あらすじ
田舎と王都を行き来して
自分の居場所をつくっていく
充実した異世界スローライフ!
家族を失い、ひとりぼっちになったクレトは謎の存在によって
異世界へ転移し、どこへでも行ける《空間魔法》の能力を授けられる。
王都で自分にしかできない《空間魔法》を使った仕事をしながら、
のどかな風景が広がるハウリン村を訪れる。
王都と田舎、それぞれで出会う人々と交流を重ね
人間のつながりやぬくもりに気づいたクレトは──…。
感情タグBEST3
なんだか皆んな疲れてるんだね
現生ではひとりぼっちになって、仕事も嫌で逃げ出したいと思っていたところに、異世界へチートな空間魔法を得て転生した主人公。その魔法を使い働き始めたら、やっぱり忙しくなり過ぎて、スローライフをおくりたいと思いはじめる。なんだか皆んな忙しすぎて疲れちゃってるんだね。
ほっこりする
異世界癒やし系作品です。
画がわりと細かくて自分好み
田舎と都会を行きする
ほのぼの日常癒やし系で語られる作品
なんかうっかり異世界に連れて行かれた身寄りのない社畜(神様っぽい存在からのチートスキル付き)青年27才の、流されるまま冒険者→転移荷運び生活って感じ。
次巻アタマくらいにはタイトル回収かな。
高いところ転移とか、ちょっと間違えると「いしのなかにいる」になりそうな時空魔法、躊躇わずにガシガシ使っていく主人公割とキモが座ってる。
Posted by ブクログ
主人公クレトが授かった魔法は「空間魔法」で、一般的な風・火・水・土の四元素に属する魔術とは異なるものだった。ところがこの魔法が凄くて「"最強"なんじゃないか」と思った。何と言っても瞬時にテレポートが出来る。「亜空間収納」も使える。その能力を生かしてクレトは冒険者の移動や荷物持ちをして収入を得ることを思いつく。やがてクレトの能力に注目した商人エミリオにスカウトされ、全国各地に買い付けに出かけ、エミリオ商会を急成長させることに成功する。

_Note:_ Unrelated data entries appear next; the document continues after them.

PR #62, opened 2020-07-27
created the entire login servlet

hannahsalameh:
This servlet:
  1. checks the validity of the google API token
  2. creates a session ID cookie and sends it to the front end
  3. creates a user entity and sends it to the datastore
  4. redirects to the home page


src/main/java/com/google/sps/servlets/LoginServlet.java
```diff
@@ -0,0 +1,95 @@
...
+public class LoginServlet extends HttpServlet {
+DatastoreService datastore = DatastoreServiceFactory.getDatastoreService();
+     
+  @Override
+  public void doPost(HttpServletRequest request, HttpServletResponse response) throws IOException {
+    JsonFactory jsonFactory = new JacksonFactory();
+    HttpTransport transport = new NetHttpTransport(); 
+
+    GoogleIdTokenVerifier verifier = new GoogleIdTokenVerifier.Builder(transport, jsonFactory)
+            .setAudience(Collections.singletonList("610251294652-9ojdhjhh8kpcdvdbmrvp9nkevgr2n2d8.apps.googleusercontent.com"))
```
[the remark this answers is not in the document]
hannahsalameh: the token can only be used on two websites -- the localhost:8080 and the plantasy launched site. I'm not sure it needs to be hidden since it doesn't work on any other sites.

src/main/java/com/google/sps/servlets/LoginServlet.java
```diff
@@ -0,0 +1,95 @@
...
+            .build();
+
+    Enumeration<String> headers = request.getHeaders("idtoken");
+    String idTokenString = null;
+    while(headers.hasMoreElements()){
+        idTokenString = headers.nextElement();
+    }
+
+    try{
+        GoogleIdToken idToken = verifier.verify(idTokenString); //line where it breaks
```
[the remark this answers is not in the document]
hannahsalameh: whoops! no nothing breaks now

src/main/java/com/google/sps/servlets/LoginServlet.java
```diff
@@ -0,0 +1,95 @@
...
+@WebServlet("/login")
+public class LoginServlet extends HttpServlet {
+DatastoreService datastore = DatastoreServiceFactory.getDatastoreService();
+     
+  @Override
+  public void doPost(HttpServletRequest request, HttpServletResponse response) throws IOException {
+    JsonFactory jsonFactory = new JacksonFactory();
+    HttpTransport transport = new NetHttpTransport(); 
+
+    GoogleIdTokenVerifier verifier = new GoogleIdTokenVerifier.Builder(transport, jsonFactory)
```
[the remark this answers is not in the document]
hannahsalameh: you only need to build the verifier once. I can move the verifier call to before the post request

src/main/java/com/google/sps/servlets/LoginServlet.java
```diff
@@ -0,0 +1,95 @@
...
+        } else {
+            userEntity.setProperty("SessionID",sessionID);
+            datastore.put(userEntity);
+        }
+        } else {
+          System.out.println("Invalid ID token.");
+       }
+    } catch(Exception e){
+        e.printStackTrace();
+    }
```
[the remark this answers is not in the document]
hannahsalameh: this catch is just to check that the you can get the GoogleIdToken by verifying the idString. the rest can be moved out of the try/catch I'm pretty sure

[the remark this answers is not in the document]
colemanliyah: +1 to this, I usually have just one line of could in the try block

src/main/java/com/google/sps/servlets/LoginServlet.java
```diff
@@ -0,0 +1,97 @@
...
+
+          Payload payload = idToken.getPayload();
+          //get user info for user entity
+          String userId = payload.getSubject();
+          String username = (String) payload.get("name");
+
+          //send user data to datastore
+          Entity userEntity = UserUtils.getEntityFromDatastore("user", "userID", userId, datastore);
+          if(userEntity == null){
+            datastore.put(UserUtils.initializeUser(userId, username, sessionID));
```
colemanliyah, line 85: Do we need to check if this function returns null? Or is this already in a test for UserUtils

hannahsalameh: yea! i refactored it a little so now the initialize user fxn just creates the user. you now have to check if the user exists before putting it into the database.

src/main/java/com/google/sps/servlets/LoginServlet.java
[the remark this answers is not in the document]
devonwasson: hmm... having it work on localhost:8080 is risky because anyone could spin up a local web server and use it. Additionally, it is best practice to obscure tokens like this, regardless of where they can be used. You should consider putting it into a json file, then adding that json file to the .gitignore file. That way, you can still use it and build with it but it wont be uploaded to git for the world to see.

src/main/java/com/google/sps/servlets/LoginServlet.java
```diff
@@ -62,26 +62,28 @@ public void doPost(HttpServletRequest request, HttpServletResponse response) thr
     String idTokenString = null;
     while(headers.hasMoreElements()){
         idTokenString = headers.nextElement();
+         //header passed in should always have ONLY 1 element (just the id token)
+         //therefore, id token should always be the last element.
```
devonwasson, line 66: We don't know that'll always be true. The website might change in the future and you might want to send more headers to the servlet. Is there any way we can check and be sure that we're getting the id token and not anything else without relying on position?

hannahsalameh: ok (sorry its been a sec since i wrote this code) I just realized that by doing request.getHeaders("idtoken") its always just going to return the value of the header labelled idtoken. U have to still iterate through it, but I'll update the comment to reflect this

src/main/java/com/google/sps/servlets/LoginServlet.java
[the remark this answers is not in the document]
hannahsalameh: just realized something, you can't initialize the GoogleIdToken to be valueless, so everything that relies on it must be inside the try block with it. Unless someone has another suggestion for how I can use it?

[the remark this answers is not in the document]
devonwasson: when you catch, you just return early.

.gitignore
```diff
@@ -1 +1,2 @@
 target/
+/APIKey.txt
```
devonwasson, line 2: I dont think you need the leading / here. It might actually cause problems. if APIKey.txt is in the same level as .gitignore, we can remove the leading /

src/main/java/com/google/plantasy/utils/PasswordReaderUtils.java
```diff
@@ -0,0 +1,44 @@
...
+        File file;
+        try{
+            file = new File(fileLocation);
+        } catch(Exception e){
+            log.severe("Could not find file at location: " + fileLocation);
+            return "noKey";
+        }
+        FileReader fileReader = new FileReader(file);
+        BufferedReader br = new BufferedReader(fileReader); 
+        String apiKey = "noKey";
```
devonwasson, line 37: We can define this right after line 28, and then we can just return apiKey on line 33 rather than hard coding this string twice.

src/test/java/com/google/plantasy/PasswordReaderUtilsTest.java
```diff
@@ -0,0 +1,64 @@
...
+import org.mockito.Mock;
+import java.io.IOException;
+import org.mockito.MockitoAnnotations;
+import static org.mockito.Mockito.when;
+import com.google.sps.utils.PasswordReaderUtils;
+ 
+@RunWith(JUnit4.class)
+public final class PasswordReaderUtilsTest{
+ 
+    //Test where the .txt file has more than 1 line of code
```
devonwasson, line 38: Can we add a test where the file doesn't exist?

hannahsalameh: yes i can

src/main/java/com/google/plantasy/utils/PasswordReaderUtils.java
hannahsalameh: I literally have no clue why I did that. Thank u for catching it though!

クレトは王都から遠く離れたハウリン村にもう一つの拠点を持ち、王都とハウリン村の「二拠点生活」を始める。これも一度行った場所ならいつでも「転移」が可能なクレトならではの発想だった。クレトはハウリン村の農産物が王都と比べて大きく、味も素晴らしいことに気付いて、商会で取り扱うことをエミリオに提案する。ハウリン村の住民たちはそれほど大きく美味しい作物を作っているのに自覚がなかった。彼らにはそのサイズ、その美味しさが「当たり前」で、王都の人間にとっては野菜は小さいものが「当たり前」という「常識のずれ」があった。
”瞬時にいつでも別地点に転移することが出来、「亜空間収納」で大量の品物も運べる”ということは、距離があることから生じる「認識のずれ」を発生させないことになる。ハウリン村は田舎で人の交流が少ない場所だからこそ、「情報の共有」が行われず、「常識(認識)のずれ」を招いた。「物理的距離」とは、「情報断絶」とイコールなのだ。
とすれば、人間はクレトのような「空間魔術」を持たなくとも、段階的に同じ力を獲得してきたと言える。まず最初は印刷技術によって。そして次はテレビなどの放送技術によって。そして現代はネットによって。
"知らない間に私たちはチートな魔法を手に入れていた"というのも、漫画みたいな展開じゃない?